Mevlana’ya göre Allah’a ulaşmanın yolu ilahi aşktan geçer. O, Sema ederken tüm dünya ile aşkta birleşmiştir. Ellerinden birini gökyüzüne, diğerini yeryüzüne çevirirken Allah’tan aldığını insanlığa sunmuştur. Başka bir ifade ile Hak’tan aldığını halka sunmuştur. Neyden çıkan ses, ruhun aslına dönüşünün sesidir.
Mevlana 17 Aralık 1273 tarihinde güneş batarken bu âlemden öteki âleme göç etmiştir. Ölümünü doğum günü olarak nitelendirdiği için, onun ölüm yıl dönümü doğum günü olarak kabul edilir. Mevlana'ya göre ölmek, Allah'a kavuşmaktır. Sevdiğine ulaşmaktır. Onunla bütünleşmektir. Onun ölüm gecesi vuslat gecesidir. O geceye düğün gecesi anlamına gelen “Şeb-i Aruz” denilmektedir.
Her sene 17 Aralık’ta Konya da Mevlana için Şeb-i Aruz törenleri yapılır. Yapılan bu törenlerden birine katıldığımızda şunu gördüm. Salonda Türklerden çok yabancı turistler vardı. Konuşmalardan sonra sema gösterileri başlayınca, salonda derin bir sessizlik başladı. O muhteşem manzara karşısında yabancı turistler ellerindeki fotoğraf makineleri ve kameralarla o anı tespit etmeye çalışıyorlardı. Her türlü milletten insanın olduğu bu manzarayı görünce aklıma, Mevlana’nın o evrensel mesajı geldi.
O insanlığa şu çağrıyı yapmıştı:
“Gel, gel ne olursan ol, yine gel! İster putperest- ister ateşperest ol, yine gel!Yüz kere tövbeni bozmuş olsan da, yine gel Bizim dergâhımız Ümitsizlik dergâhı değildir.”
İşte Mevlana’yı Hz. Mevlana yapan bu çağrıdır. İşte Mevlana’yı evrensel değer yapan bu düşüncedir. İşte Mevlana’yı 2007 yılına taşıyan bu felsefedir.
Neden? Çağımızda Mevlanalar- Yunus Emreler- Hacı bayram Veliler- Hacı Bektaşi Veliler- Akşemsettinler- Hoca Ahmet Yeseviler yetişmiyor.

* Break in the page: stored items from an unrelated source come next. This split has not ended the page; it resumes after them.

PR #965, opened 2019-06-20
Fix cryptocurrency and QA scripts

skletsun:
## Overview
Fixed these scripts (that don't rely on packaged app) by introducing extra command line argument for java library path. If not specified - _executable/lib/native_ is used.

---
See: https://jira.bf.local/browse/ECR-3271

### Definition of Done

- [x] Public API has Javadoc


exonum-java-binding/core/rust/src/runtime/cmd.rs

Çünkü toplum bu değerleri yetiştirecek düzeyde değildir. Bu velilerin yetişmesi için, toplumun bu değerlerin yaşadığı asırdaki insanların ruh olguluğuna ulaşması lazım.
Hz. Mevlana’yı doğumunun 800. yılında rahmetle- minnetle – şükranla anıyorum. Gönlünüz Mevlana’nın gönlü gibi geniş olsun.

25 Aralık 2007 Salı

Kurban Bayramı

Kurban insanlık tarihi ile beraber başlamış, tarih boyunca çeşitli kültürlerde bir ibadet olarak uygulanmıştır. İnsanoğlu var olduğundan beri kurban kesilmektedir. İlahi ve batıl dinlerin hemen hemen hepsinde kurban kesilir. İlk kurban, Hz. Âdem’in oğulları Habil ile Kabil tarafından kesilmiş ve Allah’a sunulmuştur.

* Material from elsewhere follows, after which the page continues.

PR #969, opened 2019-06-21
Add clean Rust target Maven command [ECR-3287].

dmitry-timofeev:
## Overview

Run `mvn clean -DcleanRust` and you are clean :shower:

İslamiyet’te kurban temel inançlarının başında gelir. Kurban, Allah’a manen yaklaşmak için ibadet niyetiyle hususi bir vakitte kesilen hayvana denir.
Kuran’ı Kerim de şöyle buyrulmaktadır:
“Rabbin için namaz kıl ve kurban kes.” (Kevser /2)

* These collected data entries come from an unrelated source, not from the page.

PR #972, opened 2019-06-26
Add TestKit#getSnapshot [ECR-3216]

MakarovS:
## Overview
Add `TestKit#getSnapshot`, replace `TestKit#withSnapshot` with `TestKit#applySnapshot` and make `TestKit#withSnapshot` accept `Consumer<Snapshot> snapshotFunction` as a parameter.

---
See: https://jira.bf.local/browse/ECR-3216

### Definition of Done

- [x] Public API has Javadoc


exonum-java-binding/qa-service/src/test/java/com/exonum/binding/qaservice/QaServiceImplIntegrationTest.java
```diff
@@ -68,33 +69,30 @@
...
+    MapIndex<HashCode, String> counterNames = schema.counterNames();
+
+    HashCode defaultCounterId = sha256().hashString(DEFAULT_COUNTER_NAME, UTF_8);
+    HashCode afterCommitCounterId = sha256().hashString(AFTER_COMMIT_COUNTER_NAME, UTF_8);
+
+    assertThat(counters.get(defaultCounterId)).isEqualTo(0L);
+    assertThat(counterNames.get(defaultCounterId)).isEqualTo(DEFAULT_COUNTER_NAME);
+    assertThat(counters.get(afterCommitCounterId)).isEqualTo(0L);
+    assertThat(counterNames.get(afterCommitCounterId)).isEqualTo(AFTER_COMMIT_COUNTER_NAME);
+;
```
dmitry-timofeev: ! Here and below

exonum-java-binding/testkit/src/main/java/com/exonum/binding/testkit/TestKit.java
```diff
@@ -98,6 +99,8 @@
   private static final short TIME_SERVICE_ID = 4;
 
   private final Map<Short, Service> services = new HashMap<>();
+  @VisibleForTesting
+  final List<Cleaner> snapshotCleaners = new ArrayList<>();
```
dmitry-timofeev: Why is there a List and not a single Cleaner? If the snapshots are destroyed at the same time, a single Cleaner will work (and will be more reliable in case of errors).

exonum-java-binding/testkit/src/main/java/com/exonum/binding/testkit/TestKit.java
```diff
@@ -289,23 +292,58 @@ private void checkTransaction(TransactionMessage transactionMessage) {
...
    *
    * @param snapshotFunction a function to execute
    * @param <ResultT> a type the function returns
    * @return the result of applying the given function to the database state
    */
-  public <ResultT> ResultT withSnapshot(Function<Snapshot, ResultT> snapshotFunction) {
-    try (Cleaner cleaner = new Cleaner("TestKit#withSnapshot")) {
-      long snapshotHandle = nativeCreateSnapshot(nativeHandle.get());
-      Snapshot snapshot = Snapshot.newInstance(snapshotHandle, cleaner);
+  public <ResultT> ResultT applySnapshot(Function<Snapshot, ResultT> snapshotFunction) {
```
dmitry-timofeev: The docs must mention why these methods exist on top of #getSnapshot and explain when they shall be used instead of #getSnapshot.

exonum-java-binding/testkit/src/main/java/com/exonum/binding/testkit/TestKit.java
```diff
@@ -289,23 +292,58 @@ private void checkTransaction(TransactionMessage transactionMessage) {
...
 
+  /**
+   * Performs a given function with a snapshot of the current database state (i.e., the one that
+   * corresponds to the latest committed block). In-pool (not yet processed) transactions are also
+   * accessible with it in {@linkplain Blockchain#getTxMessages() blockchain}.
+   *
+   * @param snapshotFunction a function to execute
+   */
+  public void withSnapshot(Consumer<Snapshot> snapshotFunction) {
+    try (Cleaner cleaner = new Cleaner("TestKit#withSnapshot")) {
```
dmitry-timofeev:
```java
    applySnapshot(s -> {
      snapshotConsumer.accept(s);
      return null;
    });
```

And move :arrow_up_small:

exonum-java-binding/testkit/src/main/java/com/exonum/binding/testkit/TestKit.java
```diff
@@ -289,23 +292,58 @@ private void checkTransaction(TransactionMessage transactionMessage) {
...
    * Performs a given function with a snapshot of the current database state (i.e., the one that
-   * corresponds to the latest committed block). In-pool (not yet processed) transactions are also
-   * accessible with it in {@linkplain Blockchain#getTxMessages() blockchain}.
+   * corresponds to the latest committed block) and returns a result of its execution. In-pool
+   * (not yet processed) transactions are also accessible with it in
+   * {@linkplain Blockchain#getTxMessages() blockchain}.
    *
    * @param snapshotFunction a function to execute
    * @param <ResultT> a type the function returns
    * @return the result of applying the given function to the database state
```
dmitry-timofeev: \+ (here and elsewhere) @link alternatives: #withSnapshot and #getSnapshot

exonum-java-binding/testkit/src/main/java/com/exonum/binding/testkit/TestKit.java
```diff
@@ -289,23 +292,58 @@ private void checkTransaction(TransactionMessage transactionMessage) {
...
+      throw new RuntimeException(e);
+    }
+  }
+
+  /**
+   * Returns a snapshot of the current database state (i.e., the one that
+   * corresponds to the latest committed block). In-pool (not yet processed) transactions are also
+   * accessible with it in {@linkplain Blockchain#getTxMessages() blockchain}.
+   *
+   * <p>All created snapshots are deleted when corresponding TestKit is disposed.
```
dmitry-timofeev:
```java
   * <p>All created snapshots are deleted when this TestKit is {@linkplain #close() closed}.
   * It is forbidden to access the snapshots once the TestKit is closed.
   *
   * <p>If you create many snapshots (more than a hundred), it is recommended
   * to use {@link #withSnapshot(Consumer)} or {@link #applySnapshot(Function)},
   * which destroy the snapshots once the passed closure completes.
```

dmitry-timofeev: Not sure about a hundred, actually, any number will not _generally_ work because you can create five, but each will allocate a million indexes. Explaining that, however, would require explaining how our proxies and cleaners work — but their point is to isolate the users from this knowledge.

exonum-java-binding/testkit/src/test/java/com/exonum/binding/testkit/TestKitTest.java
```diff
@@ -536,6 +522,21 @@ void createTestKitWithTimeServiceAndTooManyValidators() {
...
   }
 
+  @Test
+  void getSnapshot(TestKit testKit) {
+    Snapshot view1 = testKit.getSnapshot();
+    Snapshot view2 = testKit.getSnapshot();
+    assertThat(testKit.snapshotCleaners).hasSize(2);
+
+    testKit.close();
+    Cleaner cleaner1 = view1.getCleaner();
```
dmitry-timofeev: Snapshots have com.exonum.binding.core.storage.database.View.getViewNativeHandle
which is specified to throw ISE once it is closed. I'd use that instead of relying on
testkit internals.

exonum-java-binding/testkit/src/main/java/com/exonum/binding/testkit/TestKit.java
MakarovS: Should we rename Cleaner description in `applySnapshot`? Now it'll be `TestKit#applySnapshot`, even when users call `TestKit#withSnapshot`, which might be confusing in some cases

exonum-java-binding/testkit/src/main/java/com/exonum/binding/testkit/TestKit.java
```diff
@@ -316,9 +366,18 @@ public EmulatedNode getEmulatedNode() {
...
   protected void disposeInternal() {
+    closeSnapshotCleaners();
     nativeFreeTestKit(nativeHandle.get());
   }
 
+  private void closeSnapshotCleaners() {
+    try {
+      snapshotCleaner.close();
+    } catch (CloseFailuresException e) {
+      throw new RuntimeException(e);
```
dmitry-timofeev: (1) Inappropriate exception type: IllegalStateException would be more suitable;
(2) The testkit itself will be leaked if such exception occurs. We might add it as a CleanAction
to ensure reliable destruction, but I think using cleaner here (in explicitly closeable classes
that control that Cleaner) would add unnecessary indirection, and try/finally will work better:

```java
 protected void disposeInternal() {
    try {
      snapshotCleaner.close();
    } catch (CloseFailuresException e) {
      throw …
    } finally {
      nativeFreeTestKit(nativeHandle.get());
    }
```

exonum-java-binding/testkit/src/main/java/com/exonum/binding/testkit/TestKit.java
```diff
@@ -292,20 +295,67 @@ private void checkTransaction(TransactionMessage transactionMessage) {
...
-  public <ResultT> ResultT withSnapshot(Function<Snapshot, ResultT> snapshotFunction) {
-    try (Cleaner cleaner = new Cleaner("TestKit#withSnapshot")) {
-      long snapshotHandle = nativeCreateSnapshot(nativeHandle.get());
-      Snapshot snapshot = Snapshot.newInstance(snapshotHandle, cleaner);
+  public <ResultT> ResultT applySnapshot(Function<Snapshot, ResultT> snapshotFunction) {
+    try (Cleaner cleaner = new Cleaner("TestKit#applySnapshot")) {
+      Snapshot snapshot = createSnapshot(cleaner);
       return snapshotFunction.apply(snapshot);
     } catch (CloseFailuresException e) {
       throw new RuntimeException(e);
```
dmitry-timofeev: Exception type.

exonum-java-binding/testkit/src/main/java/com/exonum/binding/testkit/TestKit.java
```diff
@@ -292,20 +295,67 @@ private void checkTransaction(TransactionMessage transactionMessage) {
    * corresponds to the latest committed block). In-pool (not yet processed) transactions are also
    * accessible with it in {@linkplain Blockchain#getTxMessages() blockchain}.
    *
+   * <p>This method destroys the snapshot once the passed closure completes, compared to
+   * {@link #getSnapshot()}, which disposes created snapshots only when closing the TestKit.
```
dmitry-timofeev: Nit: I think it must say "when TestKit is closed" [by something else] because getSnapshot does not close it itself.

“Kurbanların ne etleri, ne de kanları hiçbir zaman Allah’a ulaşmaz. Ancak sizden ona yalnız takvanız (saygınız ) ulaşır.” (Hac /37 )
Kurban, bizi Hz. İbrahim’in itaatine - Hz. İsmail’in teslimiyetine- Hz. Hacer’in sabır ve tevekkülüne ulaştırır. Allah’a sığınarak sıkıntılarımıza çözüm bulma yollarını gösterir. Bundan dolayı insanlar önemli işlerinde kurban keserler ve kurban adarlar. Böylece kurban insanın psikolojik yapısında- toplumun sosyolojik yapısında olumlu etkiler meydana getirir.
Kurban kesmek bizi, Allah’a yaklaştırır, çevremizle kaynaştırır ve bizi mutluluğa ulaştırır. Kesilen kurbanlar nedeniyle bayramda ekonomik hayat canlanır. Kurban kesen kimse, kurbanını ihtiyaç sahibi insanlarla paylaşır. Bu vesilesi ile fakirler sevinir. Böylece kurban kültürümüzün bir parçası haline gelir.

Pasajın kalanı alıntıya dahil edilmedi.